PURPOSE: Cellular receptor targeted imaging agents present the potential to target extracellular molecular expression in cancerous lesions; however, the image contrast in vivo does not reflect the magnitude of overexpression expected from in vitro data. Here, the in vivo delivery and binding kinetics of epidermal growth factor receptor (EGFR) was determined for normal pancreas and AsPC-1 orthotopic pancreatic tumors known to overexpress EGFR. PROCEDURES: EGFR in orthotopic xenograft AsPC-1 tumors was targeted with epidermal growth factor (EGF) conjugated with IRDye800CW. The transfer rate constants (k (e,) K (12), k (21), k (23), and k (32)) associated with a three-compartment model describing the vascular delivery, leakage rate and binding of targeted agents were determined experimentally. The plasma excretion rate, k (e), was determined from extracted blood plasma samples. K (12), k (21), and k (32) were determined from ex vivo tissue washing studies at time points ≥24 h. The measured in vivo uptake of IRDye800CW-EGF and a non-targeted tracer dye, IRDye700DX-carboxylate, injected simultaneously was used to determined k (23). RESULTS: The vascular exchange of IRDye800CW-EGF in the orthotopic tumor (K (12) and k (21)) was higher than in the AsPC-1 tumor as compared to normal pancreas, suggesting that more targeted agent can be taken up in tumor tissue. However, the cellular associated (binding) rate constant (k (23)) was slightly lower for AsPC-1 pancreatic tumor (4.1 × 10(-4) s(-1)) than the normal pancreas (5.5 × 10(-4) s(-1)), implying that less binding is occurring. CONCLUSIONS: Higher vascular delivery but low cellular association in the AsPC-1 tumor compared to the normal pancreas may be indicative of low receptor density due to low cellular content. This attribute of the AsPC-1 tumor may indicate one contributing cause of the difficulty in treating pancreatic tumors with cellular targeted agents.
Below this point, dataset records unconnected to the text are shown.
PR #865, opened 2021-02-18
feat(docker): initial implementation for docker image artifact do…

shaguptashaikh:
…wnloader

**Issue #, if available:**

**Description of changes:**
Implement an artifact downloader which performs docker registry login if applicable and downloads images during the deployment download step. 

*Immediate follow up items outside this PR*
- Add more robustness to intermittent network, close out TODOs etc

*Further fast follow changes planned in this area* 
- This is intended to be a plugin, the code will be moved out of nucleus as soon as time permits, and checks around the plugin dependency being required have been added to make it possible to move this code out as fast follow.
-  Further support for registries

New tests

**Checklist:**

### DIFF
--- a/src/main/java/com/aws/greengrass/componentmanager/ComponentManager.java
+++ b/src/main/java/com/aws/greengrass/componentmanager/ComponentManager.java
@@ -7,8 +7,11 @@ package com.aws.greengrass.componentmanager;
 
 import com.amazon.aws.iot.greengrass.component.common.ComponentType;
 import com.amazon.aws.iot.greengrass.component.common.Unarchive;
+import com.aws.greengrass.componentmanager.builtins.ArtifactDownloader;
+import com.aws.greengrass.componentmanager.builtins.ArtifactDownloaderFactory;
 import com.aws.greengrass.componentmanager.converter.RecipeLoader;
 import com.aws.greengrass.componentmanager.exceptions.InvalidArtifactUriException;
+import com.aws.greengrass.componentmanager.exceptions.MissingRequiredComponentsException;
 import com.aws.greengrass.componentmanager.exceptions.NoAvailableComponentVersionException;
 import com.aws.greengrass.componentmanager.exceptions.PackageDownloadException;
 import com.aws.greengrass.componentmanager.exceptions.PackageLoadingException;
@@ -19,8 +22,7 @@ import com.aws.greengrass.componentmanager.models.ComponentIdentifier;
 import com.aws.greengrass.componentmanager.models.ComponentMetadata;
 import com.aws.greengrass.componentmanager.models.ComponentRecipe;
 import com.aws.greengrass.componentmanager.models.RecipeMetadata;
-import com.aws.greengrass.componentmanager.plugins.ArtifactDownloader;
-import com.aws.greengrass.componentmanager.plugins.ArtifactDownloaderFactory;
+import com.aws.greengrass.componentmanager.plugins.Image;
 import com.aws.greengrass.config.Topic;
 import com.aws.greengrass.dependency.InjectionActions;
 import com.aws.greengrass.deployment.DeviceConfiguration;
@@ -64,7 +66,9 @@ import javax.inject.Inject;
 
 import static com.aws.greengrass.componentmanager.KernelConfigResolver.PREV_VERSION_CONFIG_KEY;
 import static com.aws.greengrass.componentmanager.KernelConfigResolver.VERSION_CONFIG_KEY;
+import static com.aws.greengrass.componentmanager.plugins.DockerManagerService.DOCKER_MANAGER_PLUGIN_SERVICE_NAME;
 import static com.aws.greengrass.deployment.converter.DeploymentDocumentConverter.ANY_VERSION;
+import static com.aws.greengrass.tes.TokenExchangeService.TOKEN_EXCHANGE_SERVICE_TOPICS;
 import static org.apache.commons.io.FileUtils.ONE_MB;
 
 public class ComponentManager implements InjectionActions {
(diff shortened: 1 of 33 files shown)


src/main/java/com/aws/greengrass/componentmanager/plugins/DefaultDockerClient.java
```diff
@@ -0,0 +1,117 @@
...
+        // TODO : [Blocker] Ensure credentials in command to be run do not get logged
+        CliResponse response = runDockerCmd(String.format("docker login %s -u %s -p %s", registry.getRegistryId(),
+                registry.getCredentials().getUsername(), registry.getCredentials().getPassword()));
+        if (response.exit.isPresent()) {
+            if (response.exit.get() != 0) {
+                throw new ImagePullServiceException(
+                        String.format("Error logging into the registry using credentials - %s", response.out));
+            }
+        }
+        return true;
```
hui-yang, line 56: Do we need both the boolean return value and the exceptions?
If `response.exit` is not present, is login still successful?

src/main/java/com/aws/greengrass/componentmanager/plugins/DefaultDockerClient.java
```diff
@@ -0,0 +1,117 @@
...
+                    throw new ImagePullRetryableException(
+                            String.format("Error logging into the registry using credentials - %s", response.out));
+                }
+                if (response.getOut().contains("repository does not exist or may require 'docker login'")) {
+                    throw new InvalidImageOrAccessDeniedException(
+                            String.format("Invalid image or login - %s", response.out));
+                }
+            }
+        }
+        return true;
```
hui-yang, line 84: Same questions as above.

Add more logging for other cases?

src/main/java/com/aws/greengrass/componentmanager/plugins/DockerImageDownloader.java
```diff
@@ -0,0 +1,155 @@
...
+        // TODO : Maybe worth checking if device is configured such that it can get TES credentials for ECR.
+        // N/A for images from other registries
+        return Optional.empty();
+    }
+
+    @Override
+    public Long getDownloadSize() throws PackageDownloadException, InterruptedException {
+        // Not supported for docker images
+        return null;
+    }
```
hui-yang, line 130: Do it mean customers are required to clean up docker images manually?

src/main/java/com/aws/greengrass/componentmanager/ComponentManager.java
```diff
@@ -335,6 +338,41 @@ private ComponentMetadata getComponentMetadata(ComponentIdentifier componentIden
...
+            Optional<ComponentRecipe> recipeOption = componentStore.findPackageRecipe(pkgId);
+            if (!recipeOption.isPresent()) {
+                throw new PackageLoadingException(
+                        "Unexpected error - cannot find recipe for a component to be " + "prepared");
+            }
+            for (ComponentArtifact artifact : recipeOption.get().getArtifacts()) {
+                // TODO : Make this more generic & use dedicated component type
+                if (artifact.getArtifactUri().getSchemeSpecificPart().equals(ArtifactDownloaderFactory.DOCKER_SCHEME)) {
+                    // TODO : Find better name for component
+                    if (!pkgIds.contains("aws.greengrass.DockerPlugin")) {
```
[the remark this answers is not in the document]
shaguptashaikh: 1) Fixed it.

2) The plugin will be required at download time, hence checking the dependency closure since even if the component is not a dependency of other components, it can still be present in the deployment independently

3) The plugin code is currently in the nucleus like in this PR, but ultimately, it needs to be moved out of the nucleus like other plugins. And for that, we need a check for it always having to be included in deployment for backwards compatibility when we move it out

src/main/java/com/aws/greengrass/componentmanager/ComponentManager.java
```diff
@@ -335,6 +338,41 @@ private ComponentMetadata getComponentMetadata(ComponentIdentifier componentIden
...
+                        throw new PackageLoadingException("Special components with docker artifacts must include the "
+                                + "aws.greengrass.DockerPlugin download plugin in the deployment");
+                    }
+                    Image image = Image.fromArtifactUri(artifact.getArtifactUri());
+                    if (image.getRegistry().isEcrRegistry() && image.getRegistry().isPrivateRegistry() && !pkgIds
+                            .contains(TOKEN_EXCHANGE_SERVICE_TOPICS)) {
+                        throw new PackageLoadingException("Components with private ECR docker artifacts must include "
+                                + "the aws.greengrass.TokenExchangeService plugin in the deployment");
+                    }
```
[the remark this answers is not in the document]
shaguptashaikh: Same as above, it's a download time dependency, and the downloader code will be made its own plugin soon but we need these checks for backwards compatibility when we get to that stage

src/main/java/com/aws/greengrass/componentmanager/plugins/DefaultDockerClient.java
shaguptashaikh: We don't need it, it's just that RetryUtils is written in way it requires a return value. I will spend some time to fix it after other issues are resolved

src/main/java/com/aws/greengrass/componentmanager/plugins/DockerImageDownloader.java
shaguptashaikh: For now, that's the decision. We discussed certain ways to address automatic cleanup, but it'll be a follow up item

src/main/java/com/aws/greengrass/componentmanager/ComponentManager.java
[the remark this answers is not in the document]
hui-yang: Does it mean customer need at least two deployments to use this feature? first deployment to add docker plugin, and second to deploy a docker artifact component.
If that's the case, instead of finding `aws.greengrass.DockerPlugin` in the resolved component list, we should find in `kernel.locate` in order to make sure it's already loaded and running

src/main/java/com/aws/greengrass/componentmanager/plugins/DockerManagerService.java
```diff
@@ -0,0 +1,33 @@
...
+
+import javax.inject.Inject;
+import javax.inject.Singleton;
+
+/**
+ * Loads docker image artifact downloader. Currently just a placeholder since the downloader is part of the
+ * nucleus but when the downloader needs to be moved out into its own plugin, this service will be
+ * instantiated for the plugin.
+ */
+@ImplementsService(name = "aws.greengrass.DockerContainerManager")
```
hui-yang, line 20: nit: DockerImageManager?

src/main/java/com/aws/greengrass/componentmanager/plugins/Image.java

In Vivo Quantification of Tumor Receptor Binding Potential with Dual-Reporter Molecular Imaging

Molecular Imaging and Biology : MIB : the Official Publication of the Academy of Molecular Imaging. Dec, 2011  |  Pubmed ID: 22203241

PURPOSE: Receptor availability represents a key component of current cancer management. However, no approaches have been adopted to do this clinically, and the current standard of care is invasive tissue biopsy. A dual-reporter methodology capable of quantifying available receptor binding potential of tumors in vivo within a clinically relevant time scale is presented. PROCEDURES: To test the methodology, a fluorescence imaging-based adaptation was validated against ex vivo and in vitro measures of epidermal growth factor receptor (EGFR) binding potential in four tumor lines in mice, each line expected to express a different level of EGFR. RESULTS: A strong correlation was observed between in vivo and ex vivo measures of binding potential for all tumor lines (r = 0.99, p < 0.01, slope = 1.80 ± 0.48, and intercept = -0.58 ± 0.84) and between in vivo and in vitro for the three lines expressing the least amount of EGFR (r = 0.99, p < 0.01, slope = 0.64 ± 0.32, and intercept = 0.47 ± 0.51). CONCLUSIONS: By providing a fast and robust measure of receptor density in tumors, the presented methodology has powerful implications for improving choices in cancer intervention, evaluation, and monitoring, and can be scaled to the clinic with an imaging modality like SPECT.